» **Instructions for the task**
Go through the records and extract every line with the word "when".

(Saved data entries)
◇ ◇ ◇ ◇ ◇ ◇ ◇

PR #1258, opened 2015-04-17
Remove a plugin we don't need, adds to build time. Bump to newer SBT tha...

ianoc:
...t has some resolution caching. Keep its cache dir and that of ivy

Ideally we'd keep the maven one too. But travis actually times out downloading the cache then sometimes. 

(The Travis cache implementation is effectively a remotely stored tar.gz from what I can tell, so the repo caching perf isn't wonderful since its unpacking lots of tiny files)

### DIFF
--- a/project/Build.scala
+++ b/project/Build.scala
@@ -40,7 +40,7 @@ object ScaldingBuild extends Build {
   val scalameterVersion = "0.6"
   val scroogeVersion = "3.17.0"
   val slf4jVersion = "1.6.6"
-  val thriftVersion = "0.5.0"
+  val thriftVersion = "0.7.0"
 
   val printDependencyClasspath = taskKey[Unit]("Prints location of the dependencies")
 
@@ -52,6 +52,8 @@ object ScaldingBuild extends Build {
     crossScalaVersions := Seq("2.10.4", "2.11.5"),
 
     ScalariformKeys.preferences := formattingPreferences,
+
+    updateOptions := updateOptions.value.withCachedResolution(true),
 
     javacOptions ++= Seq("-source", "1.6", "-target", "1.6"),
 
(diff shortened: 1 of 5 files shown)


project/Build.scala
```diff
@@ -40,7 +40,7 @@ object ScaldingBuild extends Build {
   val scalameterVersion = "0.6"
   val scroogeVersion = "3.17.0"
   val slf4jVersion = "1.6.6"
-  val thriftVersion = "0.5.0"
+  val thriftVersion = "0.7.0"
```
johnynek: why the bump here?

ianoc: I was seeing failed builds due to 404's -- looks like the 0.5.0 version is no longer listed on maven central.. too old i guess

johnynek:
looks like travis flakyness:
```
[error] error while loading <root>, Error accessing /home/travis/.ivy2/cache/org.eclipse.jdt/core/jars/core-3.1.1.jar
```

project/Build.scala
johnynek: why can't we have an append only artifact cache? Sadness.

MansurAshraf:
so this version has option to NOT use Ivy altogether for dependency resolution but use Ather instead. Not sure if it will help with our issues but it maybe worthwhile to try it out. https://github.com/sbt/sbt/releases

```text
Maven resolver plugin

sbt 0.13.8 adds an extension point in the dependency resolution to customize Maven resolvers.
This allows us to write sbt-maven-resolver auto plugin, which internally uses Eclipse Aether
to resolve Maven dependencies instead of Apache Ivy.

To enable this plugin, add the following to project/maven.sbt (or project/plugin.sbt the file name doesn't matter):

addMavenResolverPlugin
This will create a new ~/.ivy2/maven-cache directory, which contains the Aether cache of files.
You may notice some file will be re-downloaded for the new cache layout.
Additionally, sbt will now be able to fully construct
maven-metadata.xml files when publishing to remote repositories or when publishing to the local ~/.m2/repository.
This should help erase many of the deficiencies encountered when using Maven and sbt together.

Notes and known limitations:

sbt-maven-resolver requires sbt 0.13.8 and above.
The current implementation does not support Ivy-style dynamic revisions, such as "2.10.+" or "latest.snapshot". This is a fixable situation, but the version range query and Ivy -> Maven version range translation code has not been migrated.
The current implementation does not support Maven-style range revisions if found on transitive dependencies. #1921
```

◇ ◇ ◇ ◇ ◇ ◇ ◇

» **Reply**
maven-metadata.xml files when publishing to remote repositories or when publishing to the local ~/.m2/repository.
This should help erase many of the deficiencies encountered when using Maven and sbt together.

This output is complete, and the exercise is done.